Re: [PATCH v7 1/2] arm64: Define Documentation/arm64/tagged-address-abi.rst

[Date Prev][Date Next][Thread Prev][Thread Next][Date Index][Thread Index]

 



On Wed, Aug 07, 2019 at 01:38:16PM -0700, Dave Hansen wrote:
> On 8/7/19 8:53 AM, Catalin Marinas wrote:
> > +- mmap() done by the process itself (or its parent), where either:
> > +
> > +  - flags have the **MAP_ANONYMOUS** bit set
> > +  - the file descriptor refers to a regular file (including those returned
> > +    by memfd_create()) or **/dev/zero**
> 
> What's a "regular file"? ;)

We could make it more explicit like '(stat.st_mode & S_IFMT) == S_IFREG'
but it gets too verbose ;).

> > +- brk() system call done by the process itself (i.e. the heap area between
> > +  the initial location of the program break at process creation and its
> > +  current location).
> > +
> > +- any memory mapped by the kernel in the address space of the process
> > +  during creation and with the same restrictions as for mmap() above (e.g.
> > +  data, bss, stack).
> > +
> > +The AArch64 Tagged Address ABI is an opt-in feature and an application can
> > +control it via **prctl()** as follows:
> > +
> > +- **PR_SET_TAGGED_ADDR_CTRL**: enable or disable the AArch64 Tagged Address
> > +  ABI for the calling process.
> > +
> > +  The (unsigned int) arg2 argument is a bit mask describing the control mode
> > +  used:
> > +
> > +  - **PR_TAGGED_ADDR_ENABLE**: enable AArch64 Tagged Address ABI. Default
> > +    status is disabled.
> > +
> > +  The arguments arg3, arg4, and arg5 are ignored.
> 
> For previous prctl()'s, we've found that it's best to require that the
> unused arguments be 0.  Without that, apps are free to put garbage
> there, which makes extending the prctl to use other arguments impossible
> in the future.

We've had a bit of bikeshedding already:

http://lkml.kernel.org/r/20190613110235.GW28398@xxxxxxxxxxxxxxxxxxxxxxxxx

Extending the interface is still possible even with the current
proposal, by changing arg2 etc. We also don't seem to be consistent in
sys_prctl().

> Also, shouldn't this be converted over to an arch_prctl()?

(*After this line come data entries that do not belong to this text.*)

PR #593, opened 2023-11-13
docs: document reset share price jump

### LINKED ISSUE #562: Slippage issue when resetting a market
Thought about this issue with @Rubilmax, in particular the idea for a general fix is his.

### Shares value in Morpho Blue

When a market becomes empty, the value of shares is resetted to the initial default rate of `VIRTUAL_ASSETS = 1` and `VIRTUAL_SHARES = 1e6`. This means that in effect an attacker can frontrun a transaction to change the value of shares. In Morpho Blue, shares value change like this:
1. value of both supply shares and borrow shares increase with accrued interest
2. value of supply shares goes up with roundings and value of borrow shares go down with roundings at each interaction. This effect is way smaller than the effect of 1
3. bad debt decreases the value of supply shares. This effect is potentially significant, and could be more than the effect of 1

Those effects have been verified with Certora [here](https://github.com/morpho-org/morpho-blue/blob/certora/dev/certora/specs/RatioMath.spec).

### Slippage issue for Morpho Blue

In practice those effects are not problematic for slippage because:
1. interests are accrued before each interaction anyway
2. this effect is negligible, we are talking about one WEI of difference
3. this effect is rare, and users are expected to lose when this happens. New suppliers should wait until bad debt is realized to ensure they incur no loss.

Resetting shares value does not have the same mitigation. Because of the above effects and their size, we can expect the value of shares to be greater than the initial value (we can discuss about this point below). So resetting decreases the shares value, which has different effects for supply and borrow:
- for the borrow side, users can take a smaller debt position than what they anticipated when they pass shares, but it does not come with the risk of entering a position too risky. Users can receive less assets than anticipated, which can make the rest of the transaction revert
- for the supply side, users can take a smaller supply position than what they anticipated when they pass shares, but it does not come with the risk of entering a position too risky because supply is not used as collateral. Users can leave more assets than anticipated on their funding account, which can potentially be lost if managed incorrectly (think of funds on the bundler contract that are then skimmed by someone else).

### General issue and potential solution

The more general issue comes with the solution that Morpho Blue has adopted to prevent shares manipulation. This solution is similar to the one of OZ in the vaults with the virtual assets and the virtual shares. This solution enforces a default ratio. Remark that enforcing a default ratio does not prevent sudden changes of ratio, which is at the core of this issue. Notice that, in the case of a vault, depositing a significant amount at creation prevents sudden changes of ratio. This is what motivates the following potential solution, by trying to reproduce a users taking significant positions right at the start:

In `createMarket`:
1. mint `VIRTUAL_SHARES` to `address(0)`
2. set `totalSupplyAssets = VIRTUAL_ASSETS` and `totalBorrowAssets = VIRTUAL_ASSETS`

Beware that the previous solution might be buggy and have unforeseen consequences

MathisGD:
Fixes #562

### DIFF
--- a/src/interfaces/IMorpho.sol
+++ b/src/interfaces/IMorpho.sol
@@ -130,7 +130,7 @@ interface IMorphoBase {
     /// @dev Either `assets` or `shares` should be zero. Most usecases should rely on `assets` as an input so the caller
     /// is guaranteed to have `assets` tokens pulled from their balance, but the possibility to mint a specific amount
     /// of shares is given for full compatibility and precision.
-    /// @dev When withdrawing all supply shares, the supply share price instantly resets to
+    /// @dev If the supply of a market gets depleted, the supply share price instantly resets to
     /// `VIRTUAL_ASSETS`:`VIRTUAL_SHARES`.
     /// @dev Supplying a large amount can revert for overflow.
     /// @param marketParams The market to supply assets to.
@@ -173,7 +173,7 @@ interface IMorphoBase {
     /// @dev Either `assets` or `shares` should be zero. Most usecases should rely on `assets` as an input so the caller
     /// is guaranteed to borrow `assets` of tokens, but the possibility to mint a specific amount of shares is given for
     /// full compatibility and precision.
-    /// @dev When repaying all borrow shares, the borrow share price instantly resets to
+    /// @dev If the borrow of a market gets depleted, the borrow share price instantly resets to
     /// `VIRTUAL_ASSETS`:`VIRTUAL_SHARES`.
     /// @dev `msg.sender` must be authorized to manage `onBehalf`'s positions.
     /// @dev Borrowing a large amount can revert for overflow.
--- a/src/interfaces/IMorpho.sol
+++ b/src/interfaces/IMorpho.sol
@@ -130,7 +130,7 @@ interface IMorphoBase {
     /// @dev Either `assets` or `shares` should be zero. Most usecases should rely on `assets` as an input so the caller
     /// is guaranteed to have `assets` tokens pulled from their balance, but the possibility to mint a specific amount
     /// of shares is given for full compatibility and precision.
-    /// @dev Upon reset of a market (withdrawing all supply shares), the supply share price suddenly decreases.
+/// @dev When withdrawing all supply shares, the supply share price instantly resets to `VIRTUAL_ASSETS`:`VIRTUAL_SHARES`.
     /// @dev Supplying a large amount can revert for overflow.
     /// @param marketParams The market to supply assets to.
     /// @param assets The amount of assets to supply.
@@ -172,7 +172,7 @@ interface IMorphoBase {
     /// @dev Either `assets` or `shares` should be zero. Most usecases should rely on `assets` as an input so the caller
     /// is guaranteed to borrow `assets` of tokens, but the possibility to mint a specific amount of shares is given for
     /// full compatibility and precision.
-    /// @dev Upon reset of a market (repaying all borrow shares), the borrow share price suddenly decreases.
+    /// @dev When repaying all borrow shares, the borrow share price instantly resets to `VIRTUAL_ASSETS`:`VIRTUAL_SHARES`.
     /// @dev `msg.sender` must be authorized to manage `onBehalf`'s positions.
     /// @dev Borrowing a large amount can revert for overflow.
     /// @param marketParams The market to borrow assets from.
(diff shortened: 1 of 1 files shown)


src/interfaces/IMorpho.sol
```diff
@@ -171,6 +172,7 @@ interface IMorphoBase {
     /// @dev Either `assets` or `shares` should be zero. Most usecases should rely on `assets` as an input so the caller
     /// is guaranteed to borrow `assets` of tokens, but the possibility to mint a specific amount of shares is given for
     /// full compatibility and precision.
+    /// @dev Upon reset of a market (repaying all borrow shares), the borrow share price suddenly decreases.
```
Rubilmax, line 175:
```suggestion
    /// @dev When repaying all borrow shares, the borrow share price instantly resets to `VIRTUAL_ASSETS`:`VIRTUAL_SHARES`.
```

src/interfaces/IMorpho.sol
```diff
@@ -130,6 +130,7 @@ interface IMorphoBase {
     /// @dev Either `assets` or `shares` should be zero. Most usecases should rely on `assets` as an input so the caller
     /// is guaranteed to have `assets` tokens pulled from their balance, but the possibility to mint a specific amount
     /// of shares is given for full compatibility and precision.
+    /// @dev Upon reset of a market (withdrawing all supply shares), the supply share price suddenly decreases.
```
MathisGD, line 133:
```suggestion
/// @dev When withdrawing all supply shares, the supply share price instantly resets to `VIRTUAL_ASSETS`:`VIRTUAL_SHARES`.
```

src/interfaces/IMorpho.sol
```diff
@@ -130,6 +130,7 @@ interface IMorphoBase {
     /// @dev Either `assets` or `shares` should be zero. Most usecases should rely on `assets` as an input so the caller
     /// is guaranteed to have `assets` tokens pulled from their balance, but the possibility to mint a specific amount
     /// of shares is given for full compatibility and precision.
+/// @dev When withdrawing all supply shares, the supply share price instantly resets to `VIRTUAL_ASSETS`:`VIRTUAL_SHARES`.
```
Rubilmax, line 133:
```suggestion
    /// @dev When withdrawing all supply shares, the supply share price instantly resets to `VIRTUAL_ASSETS`:`VIRTUAL_SHARES`.
```

Rubilmax (changes requested):

Rubilmax (approved):

Rubilmax (dismissed):

Jean-Grimal (approved):

src/interfaces/IMorpho.sol
```diff
@@ -130,6 +130,8 @@ interface IMorphoBase {
     /// @dev Either `assets` or `shares` should be zero. Most usecases should rely on `assets` as an input so the caller
     /// is guaranteed to have `assets` tokens pulled from their balance, but the possibility to mint a specific amount
     /// of shares is given for full compatibility and precision.
+    /// @dev When withdrawing all supply shares, the supply share price instantly resets to
+    /// `VIRTUAL_ASSETS`:`VIRTUAL_SHARES`.
```
QGarchery, line 134:
```suggestion
    /// @dev If the supply of a market gets depleted, the supply share price instantly resets to
    /// `VIRTUAL_ASSETS`:`VIRTUAL_SHARES`.
```
because:
- it's weird to only have this comment on supply and talk about withdrawing
- it can happen that there are very few shares and no assets, and in effect the ratio is reset to the initial ratio

src/interfaces/IMorpho.sol
```diff
@@ -171,6 +173,8 @@ interface IMorphoBase {
     /// @dev Either `assets` or `shares` should be zero. Most usecases should rely on `assets` as an input so the caller
     /// is guaranteed to borrow `assets` of tokens, but the possibility to mint a specific amount of shares is given for
     /// full compatibility and precision.
+    /// @dev When repaying all borrow shares, the borrow share price instantly resets to
+    /// `VIRTUAL_ASSETS`:`VIRTUAL_SHARES`.
```
QGarchery, line 177:
```suggestion
    /// @dev If the borrow of a market gets depleted, the borrow share price instantly resets to
    /// `VIRTUAL_ASSETS`:`VIRTUAL_SHARES`.
```

QGarchery (approved):

MerlinEgalite (approved):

What do you mean by arch_prctl()? We don't have such thing, apart from
maybe arch_prctl_spec_ctrl_*(). We achieve the same thing with the
{SET,GET}_TAGGED_ADDR_CTRL macros. They could be renamed to
arch_prctl_tagged_addr_{set,get} or something but I don't see much
point.

What would be better (for a separate patch series) is to clean up
sys_prctl() and move the arch-specific options into separate
arch_prctl() under arch/*/kernel/. But it's not really for this series.

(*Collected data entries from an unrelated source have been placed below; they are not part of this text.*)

PR #601, opened 2023-11-22
feat: pass selector in transfers

MathisGD:


Rubilmax (changes requested):
I believe you need to also pass `msg.sender` as additional calldata so the permissioned token can check whether the sender is authorized (because in the ERC20's transfer context, `msg.sender` is Blue)

Or we force the ERC20 impl to rely on `tx.origin`

MathisGD:
I don't think so. The wrapper just needs to check that in the cast of a transfer from Blue to an address in the context of a liquidation, this address needs to be whitelisted. As the bundler wouldn't be whitelisted, it works

MathisGD:
I think that it's the `to` that we care about (for the collateral, and the from for the borrowable in a liquidation)

PR #604, opened 2023-11-22
[Certora] mutant 15

QGarchery:
Screenshot from 2023-11-22 19-59-22


QGarchery:
Correctly caught by AccrueInterest

PR #605, opened 2023-11-22
[Certora] mutant 14

QGarchery:
Screenshot from 2023-11-22 19-58-52


QGarchery:
Correctly caught by AccrueInterest

PR #606, opened 2023-11-22
[Certora] mutant 13

QGarchery:
Screenshot from 2023-11-22 19-58-21


QGarchery:
Warning: changed the mutant to get significant results (it was trivially failing most rules). Now it skips the require instead of reverting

> > +The prctl(PR_SET_TAGGED_ADDR_CTRL, ...) will return -EINVAL if the
> > +AArch64 Tagged Address ABI is not available
> > +(CONFIG_ARM64_TAGGED_ADDR_ABI disabled or sysctl abi.tagged_addr=0).
> > +
> > +The ABI properties set by the mechanism described above are inherited by
> > +threads of the same application and fork()'ed children but cleared by
> > +execve().
> 
> What is the scope of these prctl()'s?  Are they thread-scoped or
> process-scoped?  Can two threads in the same process run with different
> tagging ABI modes?

Good point. They are thread-scoped and this should be made clear in the
doc. Two threads can have different modes.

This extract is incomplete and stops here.